- **YOUR GOAL**: Your answer should show every line of the material below that includes "existing".

- **PROVIDED DATA**:
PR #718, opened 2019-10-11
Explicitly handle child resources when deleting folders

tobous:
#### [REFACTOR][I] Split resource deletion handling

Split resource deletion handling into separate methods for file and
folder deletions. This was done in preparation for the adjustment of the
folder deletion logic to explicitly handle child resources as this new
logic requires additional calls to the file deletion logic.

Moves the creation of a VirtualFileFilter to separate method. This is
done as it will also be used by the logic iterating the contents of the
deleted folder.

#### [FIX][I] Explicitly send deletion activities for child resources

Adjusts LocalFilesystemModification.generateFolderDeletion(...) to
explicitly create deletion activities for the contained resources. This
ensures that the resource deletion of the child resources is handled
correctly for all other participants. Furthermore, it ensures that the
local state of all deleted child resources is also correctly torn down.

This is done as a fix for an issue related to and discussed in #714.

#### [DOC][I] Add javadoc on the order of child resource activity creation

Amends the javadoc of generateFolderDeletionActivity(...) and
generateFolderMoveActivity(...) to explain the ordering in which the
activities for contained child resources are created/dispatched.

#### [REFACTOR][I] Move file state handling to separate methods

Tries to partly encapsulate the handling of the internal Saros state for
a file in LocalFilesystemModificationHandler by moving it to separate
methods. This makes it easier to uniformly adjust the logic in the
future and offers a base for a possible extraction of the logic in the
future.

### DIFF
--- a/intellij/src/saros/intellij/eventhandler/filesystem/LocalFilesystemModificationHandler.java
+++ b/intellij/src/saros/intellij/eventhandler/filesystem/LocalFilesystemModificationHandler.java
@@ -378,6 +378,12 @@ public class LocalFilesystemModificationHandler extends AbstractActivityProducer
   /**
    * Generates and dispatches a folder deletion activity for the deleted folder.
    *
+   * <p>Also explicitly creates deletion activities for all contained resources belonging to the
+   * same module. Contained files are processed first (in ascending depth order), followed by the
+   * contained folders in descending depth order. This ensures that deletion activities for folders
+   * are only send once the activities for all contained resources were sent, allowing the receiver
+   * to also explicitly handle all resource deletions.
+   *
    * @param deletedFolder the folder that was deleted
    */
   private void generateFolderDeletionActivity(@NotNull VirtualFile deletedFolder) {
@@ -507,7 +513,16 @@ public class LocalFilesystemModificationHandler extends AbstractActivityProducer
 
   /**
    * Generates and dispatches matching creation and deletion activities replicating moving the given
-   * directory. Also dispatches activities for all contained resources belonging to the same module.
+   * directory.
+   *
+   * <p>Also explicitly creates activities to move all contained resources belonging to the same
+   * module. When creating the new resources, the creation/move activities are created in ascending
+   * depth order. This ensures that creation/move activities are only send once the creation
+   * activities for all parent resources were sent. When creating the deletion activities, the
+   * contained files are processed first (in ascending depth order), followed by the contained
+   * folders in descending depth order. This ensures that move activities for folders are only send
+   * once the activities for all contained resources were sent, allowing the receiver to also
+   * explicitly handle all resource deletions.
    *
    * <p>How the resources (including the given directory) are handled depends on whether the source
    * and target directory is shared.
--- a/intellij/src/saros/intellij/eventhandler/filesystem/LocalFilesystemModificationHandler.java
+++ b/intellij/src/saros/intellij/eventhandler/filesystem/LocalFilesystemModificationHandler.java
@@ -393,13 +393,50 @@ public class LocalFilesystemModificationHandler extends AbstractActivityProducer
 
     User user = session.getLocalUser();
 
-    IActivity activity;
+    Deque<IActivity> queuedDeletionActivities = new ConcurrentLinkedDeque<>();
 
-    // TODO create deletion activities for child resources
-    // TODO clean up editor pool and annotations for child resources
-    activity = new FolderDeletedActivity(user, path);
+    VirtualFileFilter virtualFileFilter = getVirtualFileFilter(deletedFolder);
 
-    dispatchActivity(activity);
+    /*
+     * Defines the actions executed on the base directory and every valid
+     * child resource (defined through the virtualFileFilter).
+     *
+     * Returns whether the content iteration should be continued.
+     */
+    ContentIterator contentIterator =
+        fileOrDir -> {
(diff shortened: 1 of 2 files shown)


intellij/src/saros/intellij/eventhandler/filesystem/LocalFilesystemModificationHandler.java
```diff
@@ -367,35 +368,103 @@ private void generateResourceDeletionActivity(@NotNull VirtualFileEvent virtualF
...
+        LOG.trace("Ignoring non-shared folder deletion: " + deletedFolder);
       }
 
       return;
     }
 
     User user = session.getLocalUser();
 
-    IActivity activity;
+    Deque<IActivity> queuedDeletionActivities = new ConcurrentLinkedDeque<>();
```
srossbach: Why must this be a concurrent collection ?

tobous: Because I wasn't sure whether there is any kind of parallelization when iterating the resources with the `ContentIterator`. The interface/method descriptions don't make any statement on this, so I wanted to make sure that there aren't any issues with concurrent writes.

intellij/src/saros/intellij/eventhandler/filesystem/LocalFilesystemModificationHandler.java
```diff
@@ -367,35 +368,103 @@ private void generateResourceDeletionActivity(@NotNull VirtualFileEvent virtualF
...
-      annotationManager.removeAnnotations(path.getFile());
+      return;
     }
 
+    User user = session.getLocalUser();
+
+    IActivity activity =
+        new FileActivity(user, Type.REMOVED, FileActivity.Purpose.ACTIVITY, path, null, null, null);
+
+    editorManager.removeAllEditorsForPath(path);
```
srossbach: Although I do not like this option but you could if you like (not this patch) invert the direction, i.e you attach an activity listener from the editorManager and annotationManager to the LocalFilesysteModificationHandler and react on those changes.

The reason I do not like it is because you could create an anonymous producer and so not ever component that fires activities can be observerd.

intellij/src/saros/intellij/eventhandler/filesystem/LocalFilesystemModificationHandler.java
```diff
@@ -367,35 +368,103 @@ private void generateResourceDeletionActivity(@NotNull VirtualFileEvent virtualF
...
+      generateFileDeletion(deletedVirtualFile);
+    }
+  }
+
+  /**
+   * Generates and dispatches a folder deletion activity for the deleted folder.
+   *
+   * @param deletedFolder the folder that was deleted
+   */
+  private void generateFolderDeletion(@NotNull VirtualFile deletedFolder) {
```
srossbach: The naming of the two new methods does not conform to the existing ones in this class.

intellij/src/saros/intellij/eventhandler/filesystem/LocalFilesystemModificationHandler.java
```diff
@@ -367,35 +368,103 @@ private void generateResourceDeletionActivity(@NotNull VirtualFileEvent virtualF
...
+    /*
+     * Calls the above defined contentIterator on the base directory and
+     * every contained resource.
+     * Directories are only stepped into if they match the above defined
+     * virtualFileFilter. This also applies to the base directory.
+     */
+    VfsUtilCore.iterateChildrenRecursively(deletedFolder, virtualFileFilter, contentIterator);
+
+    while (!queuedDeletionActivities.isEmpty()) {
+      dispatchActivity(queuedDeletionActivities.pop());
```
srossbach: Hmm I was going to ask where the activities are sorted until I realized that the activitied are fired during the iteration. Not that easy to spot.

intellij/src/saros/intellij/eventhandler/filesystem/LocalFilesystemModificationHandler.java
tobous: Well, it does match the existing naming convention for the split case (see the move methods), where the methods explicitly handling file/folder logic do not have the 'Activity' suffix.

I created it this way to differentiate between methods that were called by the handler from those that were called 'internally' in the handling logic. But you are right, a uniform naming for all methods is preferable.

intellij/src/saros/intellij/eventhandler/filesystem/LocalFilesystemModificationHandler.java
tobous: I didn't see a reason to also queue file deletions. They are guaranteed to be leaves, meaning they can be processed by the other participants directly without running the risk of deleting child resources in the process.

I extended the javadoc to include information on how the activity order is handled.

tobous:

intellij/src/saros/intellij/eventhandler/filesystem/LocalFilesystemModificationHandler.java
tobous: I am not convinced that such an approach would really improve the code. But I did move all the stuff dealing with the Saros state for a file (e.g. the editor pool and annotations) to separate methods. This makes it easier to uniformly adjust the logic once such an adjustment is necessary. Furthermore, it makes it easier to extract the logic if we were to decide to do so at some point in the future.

--

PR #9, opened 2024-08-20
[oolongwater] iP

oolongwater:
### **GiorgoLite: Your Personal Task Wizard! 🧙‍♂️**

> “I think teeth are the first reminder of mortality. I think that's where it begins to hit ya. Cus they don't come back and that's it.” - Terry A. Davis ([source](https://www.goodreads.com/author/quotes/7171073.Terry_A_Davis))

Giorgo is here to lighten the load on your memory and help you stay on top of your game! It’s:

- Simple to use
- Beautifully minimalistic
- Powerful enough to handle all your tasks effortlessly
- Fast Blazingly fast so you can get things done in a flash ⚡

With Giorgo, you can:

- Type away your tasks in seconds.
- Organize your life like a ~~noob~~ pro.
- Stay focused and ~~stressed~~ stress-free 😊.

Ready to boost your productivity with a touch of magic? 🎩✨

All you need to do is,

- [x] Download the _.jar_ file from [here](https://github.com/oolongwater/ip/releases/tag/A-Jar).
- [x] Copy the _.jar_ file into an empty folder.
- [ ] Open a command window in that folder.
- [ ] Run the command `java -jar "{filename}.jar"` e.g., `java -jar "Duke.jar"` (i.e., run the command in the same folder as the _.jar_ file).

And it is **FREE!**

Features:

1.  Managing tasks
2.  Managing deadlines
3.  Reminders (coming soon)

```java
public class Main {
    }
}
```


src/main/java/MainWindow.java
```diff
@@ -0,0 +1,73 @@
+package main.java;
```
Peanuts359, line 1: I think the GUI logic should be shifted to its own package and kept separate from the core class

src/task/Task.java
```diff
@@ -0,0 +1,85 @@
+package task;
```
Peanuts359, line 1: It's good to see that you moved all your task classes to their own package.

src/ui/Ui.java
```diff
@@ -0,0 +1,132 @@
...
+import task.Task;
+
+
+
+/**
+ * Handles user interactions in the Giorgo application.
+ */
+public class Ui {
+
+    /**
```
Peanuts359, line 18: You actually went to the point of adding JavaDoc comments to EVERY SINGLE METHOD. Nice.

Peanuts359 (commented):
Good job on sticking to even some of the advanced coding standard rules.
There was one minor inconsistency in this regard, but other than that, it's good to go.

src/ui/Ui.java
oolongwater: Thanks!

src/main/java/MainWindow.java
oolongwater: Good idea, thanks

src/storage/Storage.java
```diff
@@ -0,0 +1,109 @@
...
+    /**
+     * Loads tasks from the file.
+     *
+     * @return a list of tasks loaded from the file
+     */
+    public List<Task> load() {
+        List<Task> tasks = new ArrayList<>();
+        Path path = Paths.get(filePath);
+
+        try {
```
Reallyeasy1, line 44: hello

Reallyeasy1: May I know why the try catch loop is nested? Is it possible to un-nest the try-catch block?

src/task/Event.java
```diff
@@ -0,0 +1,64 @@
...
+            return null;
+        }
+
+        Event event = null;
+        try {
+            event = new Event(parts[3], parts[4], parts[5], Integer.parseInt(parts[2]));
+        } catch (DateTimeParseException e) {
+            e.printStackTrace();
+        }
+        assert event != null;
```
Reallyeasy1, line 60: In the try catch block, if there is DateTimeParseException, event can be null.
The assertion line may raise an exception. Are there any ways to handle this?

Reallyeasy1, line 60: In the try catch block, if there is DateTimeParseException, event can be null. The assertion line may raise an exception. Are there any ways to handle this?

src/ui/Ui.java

- **YOUR RESPONSE**:
srossbach: The naming of the two new methods does not conform to the existing ones in this class.
tobous: Well, it does match the existing naming convention for the split case (see the move methods), where the methods explicitly handling file/folder logic do not have the 'Activity' suffix.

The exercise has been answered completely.